Halite can be found in beds ranging in thickness from a few metres to over 300 metres (1,000 feet) thick. Halite is primarily a sedimentary mineral that occurs in arid environments where ocean water evaporates. Several freshwater lakes, such as North America’s Great Salt Lake and the Dead Sea between Jordan and Israel, are currently forming halite. Drilling wells into the salt layer and taking in hot water easily dissolves the salt into a brine. The brine is drained out after it has been coated with dissolved salt. The majority of commercially available Rock Salt is regrown from evaporated salt brine, not natural crystals. Evaporation at salt springs, where salty water falls out of the ground in a salt deposit and precipitates as rounded globular masses, also produces Halite. Halite is also commonly used to manage ice in both residential and public conditions. Salt brine is more effective than dry salt because moisture is needed for the freezing-point depression to work. Rock salt is occasionally used in cultivation in addition to de-icing. Pure salt should be avoided because different shades of salt signify the presence of various impurities. The practice of salting the earth was used by some ancient civilizations to make captured enemy land infertile and inhospitable as a form of dominance.  Many recipes call for specific types of rock salt, and imported pure salt is often tainted to suit local tastes. For different dishes, some cultures, especially in Africa and Brazil, prefer a wide variety of different rock salts.

We have all seen the eruption of volcanoes on television or computers. With the eruption of the volcanoes, lava starts flowing on the surface. Magma is usually a molten rock liquid that is found below the surface when the crust of the earth melts. The formation of igneous rocks starts taking place when the molten lava or magma begins to cool down and solidify. Igneous rock meaning relates to the solidification process that leads to the creation of rocks. The features of the igneous rock can be identified by its texture, mineral composition, density, and colour. These rocks are formed either with or without crystallization. 

Cooling Process of Igneous Rock

In the intrusive igneous rock, the process of cooling is usually slow that allows the growth of large mineral crystals within the rocks. The feature of igneous rocks having coarse minerals is due to the crystals of the intrusive rocks.
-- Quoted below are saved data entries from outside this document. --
PR #10619, opened 2024-04-24
[Bug #20450] Remove rubyarchdir from bootsnap paths

eugeneius:
https://bugs.ruby-lang.org/issues/20450

See also https://github.com/ruby/ruby/pull/10347#issuecomment-2073591775.

### DIFF
--- a/lib/bundled_gems.rb
+++ b/lib/bundled_gems.rb
@@ -101,8 +101,11 @@ module Gem::BUNDLED_GEMS
   def self.warning?(name, specs: nil)
     # name can be a feature name or a file path with String or Pathname
     feature = File.path(name)
-    # bootsnap expand `require "csv"` to `require "#{LIBDIR}/csv.rb"`
-    name = feature.delete_prefix(LIBDIR).chomp(".rb").tr("/", "-")
+    # bootsnap expands `require "csv"` to `require "#{LIBDIR}/csv.rb"`,
+    # and `require "syslog"` to `require "#{ARCHDIR}/syslog.so"`.
+    name = feature.delete_prefix(ARCHDIR)
+    name.delete_prefix!(LIBDIR)
+    name.tr!("/", "-")
     name.sub!(LIBEXT, "")
     return if specs.include?(name)
     _t, path = $:.resolve_feature_path(feature)
--- a/tool/test_for_warn_bundled_gems/test.sh
+++ b/tool/test_for_warn_bundled_gems/test.sh
@@ -32,6 +32,10 @@ echo "* Show warning with bootsnap"
 ruby test_warn_bootsnap.rb
 echo
 
+echo "* Show warning with bootsnap for gem with native extension"
+ruby test_warn_bootsnap_rubyarchdir_gem.rb
+echo
+
 echo "* Show warning with zeitwerk"
 ruby test_warn_zeitwerk.rb
 echo
--- a/tool/test_for_warn_bundled_gems/test_warn_bootsnap_rubyarchdir_gem.rb
+++ b/tool/test_for_warn_bundled_gems/test_warn_bootsnap_rubyarchdir_gem.rb
@@ -1,0 +1,11 @@
+require "bundler/inline"
+
+gemfile do
+  source "https://rubygems.org"
+  gem "bootsnap", require: false
+end
+
+require 'bootsnap'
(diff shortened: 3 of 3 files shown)


professor:
Thank you for fixing this. I confirmed that making this change fixed Ruby 3.3.1 for us with respect to https://bugs.ruby-lang.org/issues/20450

lib/bundled_gems.rb
```diff
@@ -101,8 +101,9 @@ def self.find_gem(path)
   def self.warning?(name, specs: nil)
     # name can be a feature name or a file path with String or Pathname
     feature = File.path(name)
-    # bootsnap expand `require "csv"` to `require "#{LIBDIR}/csv.rb"`
-    name = feature.delete_prefix(LIBDIR).chomp(".rb").tr("/", "-")
+    # bootsnap expands `require "csv"` to `require "#{LIBDIR}/csv.rb"`,
+    # and `require "syslog"` to `require "#{ARCHDIR}/syslog.so"`.
+    name = feature.delete_prefix(ARCHDIR).delete_prefix(LIBDIR).chomp(".rb").tr("/", "-")
```
segiddins, line 106: can the latter methods on this chain be changed to the `!` varieties, so we only make one new string, rather than 4?

mscrivo:
Is there a decent way to patch this fix into existing 3.3.1 release? or are we stuck waiting for the next release?

lib/bundled_gems.rb
eugeneius: Sure, I pushed an update.

In the process I realised that `.chomp(".rb")` is redundant with `.sub!(LIBEXT, "")`, so I removed it.

eugeneius:
Here's the patch we used (assumes a Rails app, no warranty implied etc etc):

<details>

```patch
diff --git a/config/application.rb b/config/application.rb
index e18211a..0017ef6 100644
--- a/config/application.rb
+++ b/config/application.rb
@@ -2,6 +2,8 @@ require_relative "boot"
 
 require "rails/all"
 
+require_relative "../lib/monkey_patches/rubygems_bundled_gems_warning"
+
 # Require the gems listed in Gemfile, including any gems
 # you've limited to :test, :development, or :production.
 Bundler.require(*Rails.groups)
diff --git a/lib/monkey_patches/rubygems_bundled_gems_warning.rb b/lib/monkey_patches/rubygems_bundled_gems_warning.rb
new file mode 100644
index 0000000..ef992ca
--- /dev/null
+++ b/lib/monkey_patches/rubygems_bundled_gems_warning.rb
@@ -0,0 +1,38 @@
+# frozen_string_literal: true
+
+mod = Gem.send(:remove_const, :BUNDLED_GEMS).dup
+Gem::BUNDLED_GEMS = mod
+def mod.warning?(name, specs: nil)
+  # name can be a feature name or a file path with String or Pathname
+  feature = File.path(name)
+  # bootsnap expands `require "csv"` to `require "#{LIBDIR}/csv.rb"`,
+  # and `require "syslog"` to `require "#{ARCHDIR}/syslog.so"`.
+  name = feature.delete_prefix(Gem::BUNDLED_GEMS::ARCHDIR)
+  name.delete_prefix!(Gem::BUNDLED_GEMS::LIBDIR)
+  name.tr!("/", "-")
+  name.sub!(Gem::BUNDLED_GEMS::LIBEXT, "")
+  return if specs.include?(name)
+  _t, path = $:.resolve_feature_path(feature)
+  if gem = find_gem(path)
+    return if specs.include?(gem)
+    caller = caller_locations(3, 3)&.find {|c| c&.absolute_path}
+    return if find_gem(caller&.absolute_path)
+  elsif Gem::BUNDLED_GEMS::SINCE[name]
+    gem = true
+  else
+    return
+  end
+
+  return if Gem::BUNDLED_GEMS::WARNED[name]
+  Gem::BUNDLED_GEMS::WARNED[name] = true
+  if gem == true
+    gem = name
+    "#{feature} was loaded from the standard library, but"
+  elsif gem
+    return if Gem::BUNDLED_GEMS::WARNED[gem]
+    Gem::BUNDLED_GEMS::WARNED[gem] = true
+    "#{feature} is found in #{gem}, which"
+  else
+    return
+  end + build_message(gem)
+end
```

</details>

hsbt:
@eugeneius Thanks!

Examples of igneous rocks include granite, peridotite, diorite, and gabbro. 

Next comes the extrusive type of igneous rocks that don’t allow crystallisation to take place. Thus, the final appearance is the fine-grained, glassy and vesicular rock formation. Examples of igneous rocks in the extrusive category include basalt, andesite, and rhyolite. 

Types of Igneous Rocks

The igneous rocks definition includes two categories of rock formation. These two types are discussed below in detail. 

Intrusive Igneous Rocks: When the molten lava cools slowly below the earth’s surface, the crystallization results in the formation of large crystals. These typically have a large amount of silica content within them and based on it they are known as diorite, gabbro, pegmatite, and granite. Actually, most of the magma available in the crust is never able to reach the earth’s surface. 

Extrusive Igneous Rocks: The extrusive igneous rocks are also known as volcanic rocks due to their formation from volcanoes. During the volcanic eruption when the magma reaches the earth’s surface, these are known as lava or volcanic rocks. The features of the igneous rocks in the extrusive category also have a silica content in a higher amount. Some of these rocks cool down so instantly that these form an amorphous glass. Examples of extrusive igneous rocks are basalt, pumice, tuff, etc. 

Types of Magma and Formation of Igneous Rocks

There are types of magma and these igneous rocks meaning comes from the type of magma they originate from. We will see the classification and properties of igneous rocks based on the magma. 

Intermediate Igneous Rocks: The composition of magma between felsic and mafic leads to the formation of intermediate igneous rocks. These are typically formed in the subduction zones that also include the oceanic plates. The structure of the rock includes examples like feldspar, pyroxene, biotite, quartz, and amphibole. 

Ultramafic Igneous Rocks: The characteristics of igneous rocks are mainly ferromagnesian and olivine in nature. For example, a slow cooking rock peridotite is a perfect example in this category. These igneous rocks cool down very slowly and are rare in nature. 

Mafic Igneous Rocks: When magma cools down, the ferromagnetic minerals dominate this type of rock formation. Typically, it is found prevalent in oceanic divergent zones. It contains minerals such as magnesium and iron silicate. Moreover, these rocks also have other minerals like olivine, pyroxene and others.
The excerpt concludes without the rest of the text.